Карфагеняне также не решались напасть на Сиракузы. Еще во время осады Акраганта в их войске появилась чумная эпидемия, жертвою которой пал сам главнокомандующий Ганнибал; теперь чума возобновилась с удвоенной силой. При этих условиях Гимилькон, принявший после смерти Ганнибала начальство над войском, не мог и думать об осаде такой сильной крепости, как Сиракузы, — тем более что приближалась зима. Поэтому он начал переговоры, и Дионисий пошел навстречу его предложениям. Был заключен договор на условиях сохранения каждой стороной ее территориальных приобретений. Завоеванные греческие города должны были остаться во владении Карфагена, а изгнанные граждане — вернуться на свои места и платить дань в качестве подданных; элимийцы и сиканы также должны были признать над собою власть Карфагена. Дионисий был признан сиракузским тираном; сикелам обеспечена была независимость, точно так же и греческим городам в восточной части острова, — Мессене, Наксосу, Катане; Леонтины. соединенные с 423 г. с Сиракузами, снова были восстановлены в правах самостоятельной общины. Камарина, Гела и Акрагант были, насколько розможно, вновь отстроены; в области разрушенной Гимеры карфагеняне еще два года назад основали военную колонию Фермы, в которую теперь были приняты все уцелевшие гимерийцы.
В то время как великая западная демократия превратилась, таким образом, в военную монархию, великая восточная демократия также быстро приближалась к падению. Одно время казалось, что и здесь восторжествует монархический строй. Если Афины справились с последствиями сицилийской катастрофы и с отложением своих союзников, если они вернули себе господство на Эгейском море, то этими успехами они в значительной степени были обязаны военным талантам Алкивиада. Он с 411 г. стоял во главе флота, избранный на этот пост не афинским народом, а экипажами самого флота, и поэтому свободный от всякой ответственности перед отечественными властями; фактически он в течение всего этого периода был диктатором большей части Афинского государства. Теперь, когда покорение Геллеспонта было закончено, — ему был открыт, казалось, и путь к господству над самими Афинами. Весною 407 г. он заставил народ избрать себя в стратеги и, получив известие о своем избрании, совершил при ликовании толпы свой въезд в родной город, который он покинул восемь лет назад во главе снаряженного в Сицилию флота (конец фаргелиона, май 407 г.). С его прибытием всякая оппозиция умолкла; с него торжественно было снято религиозное проклятие, тяготевшее над ним со времени процесса об оскорблении мистерии, и постановлением Народного собрания ему даны были неограниченные полномочия для ведения войны.

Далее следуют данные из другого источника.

PR #233, opened 2020-01-17
sic-git: new package at git

cemkeylan:
## Description of package

Let's celebrate the upcoming kiss feature with the first git package.
sic is "Simple IRC Client". Latest release was made on 2013 and it doesn't build
on musl. The git source tree does build on musl.

## Checklist


dylanaraps:
This needs new checksums. :+1:

cemkeylan:
Added the checksums.

PR #238, opened 2020-01-19
neatvi: update to latest git

aaronNGi:
File creation mode is now in conf.h as `MKFILE_MODE` (still 0600 by default).
New `hll` option to highlight the current line.

## Checklist


dylanaraps:
Nice :+1:

PR #242, opened 2020-01-20
new package: strace 4.1

a-schaefers:
## Checklist


community/strace/depends
```diff
@@ -0,0 +1 @@
+gawk make
```
dylanaraps: Is `gawk` really needed?

a-schaefers:
fixed

PR #243, opened 2020-01-21
gnupatch: new package at 2.7.6

cemkeylan:
## Description of package

gnupatch is nice if you are doing complex patching operations. It is faster
and knows what `/dev/null` is.

## Checklist


community/gnupatch/sources
```diff
@@ -0,0 +1 @@
+http://ftp.gnu.org/gnu/patch/patch-2.7.6.tar.xz
```
dylanaraps: No https?

cemkeylan: Oh sorry must have forgotten

cemkeylan:
Fixed it

a-schaefers:
we already have gnupatch and it is called "patch"

cemkeylan:
I have also replied on the IRC, but what is your point, exactly @a-schaefers ?

PR #246, opened 2020-01-21
9base: new package at 63916da

cemkeylan:
## Description of package

9base is a collection of Plan9 tools by suckless.org. It is much smaller than plan9port
as only the core utilities of Plan9 is installed.

## Checklist


cemkeylan:
I versioned it with the latest commit date, should I change that?

community/9base/version
```diff
@@ -0,0 +1 @@
+20190911 1
```
dylanaraps: The version should be the commit hash.

community/9base/sources
```diff
@@ -0,0 +1 @@
+git+git://git.suckless.org/9base#63916da
```
dylanaraps: I don't know if we should prefer the longer hash or not.

community/9base/build
```diff
@@ -0,0 +1,9 @@
+#!/bin/sh -e
+
+make
+make DESTDIR="$1" install
+
+# Since rc shell does not conflict with the
+# system tools, link it to /usr/bin
+mkdir -p "$1/usr/bin"
+ln -s /usr/local/plan9/bin/rc "$1/usr/bin/rc"
```
dylanaraps: This can be removed.

cemkeylan:
:+1:

PR #247, opened 2020-01-21
gnupatch: remove duplicate package

cemkeylan:
The package I added turned out to be the duplicate of patch, which is maintained by @a-schaefers . I apologize for missing it before adding the package


dylanaraps:
This is my fault. :)

PR #512, opened 2026-08-04
feat(analytics): add Metric View metadata pipeline

atilafassina:
## TL;DR

Carries Unity Catalog Metric View display metadata from type generation into Analytics SSE results, giving clients a typed, cache-safe metadata source without runtime `DESCRIBE` calls or duplicated labels and formats.

## Delivered

- [x] Generate `metric-views.ts` with `MetricRegistry` augmentation and a build-inlined `metricViewsMetadata` constant.
- [x] Accept generated metadata in the Analytics plugin and attach only the requested measures and dimensions to each result.
- [x] Keep metadata outside SQL generation and cache identity, applying the latest metadata after cached query execution.
- [x] Migrate the generated artifact from `.d.ts` to `.ts` and remove stale declarations safely.
- [x] Preserve committed generated artifacts during warehouse outages and require every configured artifact before using the fallback.
- [x] Cover generator output, payload scoping, cache behavior, migration, and outage handling with focused tests.

Base for #488.


packages/shared/src/metric-metadata.ts
pkosiec, line 1: nit - the Meta vs Metadata is quite confusing. I thought it's a distinction between build and wire metadata but looks like it's not. What do you think about names like `MetricColumnDisplay` and `MetricViewsDisplay`? 

Even the comment already says "Per-column display metadata".

pkosiec (approved):
As we discussed, before the merge, please run deslop to reduce/get rid of some of the overly descriptive / unnecessary comments. Thanks!

packages/shared/src/metric-metadata.ts
atilafassina: done!

PR #513, opened 2026-08-05
feat(shared): lint rule flags aiSearch indexes missing columns

MarioCadenas:
## What

Adds an `appkit lint` rule, `ai-search-index-requires-columns`, that flags an `aiSearch` plugin config whose indexes have no usable `columns`.

## Why

In production the plugin does **not** auto-discover an index's columns — that's dev-only (`ai-search.ts` `_autoDiscoverColumns`, gated on `NODE_ENV === "development"`). So a config that omits `columns` works in dev but fails at query time in prod (`Field 'columns' must be specified`). `appkit lint` is the pre-deploy static catch, complementing the existing dev nudges (auto-discovery banner + manifest `scaffolding.rules`).

## How

`aiSearch({ indexes: { a: {...}, b: {...} } })` — "every index has non-empty `columns`" can't be expressed as a single ast-grep pattern, so this adds an optional `find?: (root) => SgNode[]` escape hatch to the `Rule` interface. Flat pattern rules and this structural rule share the same reporting path. `lintFile` now delegates to an exported `lintSource()` so rules can be tested against in-memory source.

**Flagged** (fail in prod):
- bare `aiSearch()`, `aiSearch({})`, `aiSearch({ indexes: {} })` — all fall back to the env-seeded default index, which has no columns
- any index object missing `columns`, or with `columns: []`

**Passed** (can't statically prove bad — no false positives):
- `columns: SOME_CONST`, `indexes: buildIndexes()`, `aiSearch(dynamicConfig)`, spread index objects (`{ ...base }`)

The violation points at the offending index alias, not the whole call.

## Test plan

- `packages/shared/src/cli/commands/lint.test.ts` — 14 vitest cases covering every pass/flag branch above
- `pnpm exec vitest run lint` — 14/14 pass
- `pnpm -r typecheck` — clean
- `pnpm exec biome check` on changed files — clean
- Manual: `appkit lint` over a temp `server.ts` with a bad `aiSearch()` flags it and exits 1

### No columns added to the plugin:

```ts
createApp({
  plugins: [
    aiSearch(),
    server(),
  ],
}).catch(console.error);
```

or this 

```ts
createApp({
  plugins: [
 aiSearch({ indexes: { default: { columns: [] } } }),
    server(),
  ],
}).catch(console.error);
```
will produce this output

```bash
➜ npm run lint:ast-grep

> appkit-pr-513-app@1.0.0 lint:ast-grep
> appkit lint

Scanning 11 TypeScript files...

Found 1 violation(s):

server/server.ts:6:5
  ai-search-index-requires-columns: AI Search index has no `columns`; it will fail in production (columns are auto-discovered only in dev). Set `columns` explicitly on each index.
  > aiSearch()
```

#### Columns added

```ts
createApp({
  plugins: [
    aiSearch({ indexes: { default: { columns: ['my_column', 'column'] } } }),
    server(),
  ],
}).catch(console.error);
```

```bash
➜ npm run lint:ast-grep

> appkit-pr-513-app@1.0.0 lint:ast-grep
> appkit lint

Scanning 11 TypeScript files...

No ast-grep lint violations found.
```

### DIFF
--- a/packages/shared/src/cli/commands/lint.test.ts
+++ b/packages/shared/src/cli/commands/lint.test.ts
@@ -1,0 +1,88 @@
+import { describe, expect, test } from "vitest";
+import { lintSource } from "./lint";
+
+const RULE = "ai-search-index-requires-columns";
+
+/** Lint TS source, keeping only this rule's violations. */
+function columnsViolations(code: string) {
+  return lintSource(code, "server.ts").filter((v) => v.rule === RULE);
+}
+
+describe("ai-search-index-requires-columns", () => {
+  test("passes an index with columns", () => {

Казалось, цель была достигнута; оставалось сделать еще последний шаг, и друзья, как и враги, ожидали, что этот шаг будет сделан. Избрание в стратеги и возвращение в Афины имели смысл лишь в том случае, если Алкивиад решил ниспровергнуть существующий порядок, чтобы занять в Афинах такое же положение, какое он занимал до сих пор во флоте. Иначе возвращение в Афины было серьезной политической ошибкой, так как этим шагом Алкивиад только лишал себя принадлежавших ему до тех пор полномочий, не получая взамен их никакого существенного вознаграждения. В самом деле, та же самая народная воля, которая сегодня возвысила его до величайших почестей, могла завтра свергнуть его, пока он опирался только на изменчивое большинство Народного собрания. И весьма вероятно, что он добился бы власти, если бы у него хватило смелости протянуть руку за ней. Действительно, в Афинах все были убеждены в том, что успешное окончание войны возможно только под управлением Алкивиада, а достаточные классы, и особенно все те, кто был замешан в олигархическом движении, приветствовали бы тиранию как избавительницу от господства черни, которое все более утверждалось в Афинах при управлении Клеофона.